#### Exercise objective
Your response should consist of the entries below, written out exactly.

#### Supplied records
Issue #5137, opened 2025-10-16
Flakes in e2e tests for metrics


camilamacedo86:
### What broke? What's expected?

We have flakes on the e2e tests with the metrics, see: https://github.com/kubernetes-sigs/kubebuilder/actions/runs/18553635948/job/52885929295?pr=5136

We need to investigate the root cause and fix it. 

### KubeBuilder (CLI) Version

master

### Plugin versions

```yaml

```

mayuka-c:
I could probably look into this
/assign

camilamacedo86:
It is fixed in the release 4.10.1

PR #5138, opened 2025-10-17
 🐛 Fix flakes in e2e tests for metrics

mayuka-c:
Fixes: https://github.com/kubernetes-sigs/kubebuilder/issues/5137

By looking at the logs, looks like during the curl metrics pod creation, calls to the webhook is failing due to connection refused. So added precheck to ensure the webhook is ready before beginning with the pod creation.

Validation
---
Ran the e2e tests multiple times here and did not see the flakes: https://github.com/mayuka-c/kubebuilder/actions/runs/18582517449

#### Finished exercise
Issue #5137, opened 2025-10-16
Flakes in e2e tests for metrics


camilamacedo86:
### What broke? What's expected?

We have flakes on the e2e tests with the metrics, see: https://github.com/kubernetes-sigs/kubebuilder/actions/runs/18553635948/job/52885929295?pr=5136

We need to investigate the root cause and fix it. 

### KubeBuilder (CLI) Version

master

### Plugin versions

```yaml

```

mayuka-c:
I could probably look into this
/assign

camilamacedo86:
It is fixed in the release 4.10.1

PR #5138, opened 2025-10-17
 🐛 Fix flakes in e2e tests for metrics

mayuka-c:
Fixes: https://github.com/kubernetes-sigs/kubebuilder/issues/5137

By looking at the logs, looks like during the curl metrics pod creation, calls to the webhook is failing due to connection refused. So added precheck to ensure the webhook is ready before beginning with the pod creation.

Validation
---
Ran the e2e tests multiple times here and did not see the flakes: https://github.com/mayuka-c/kubebuilder/actions/runs/18582517449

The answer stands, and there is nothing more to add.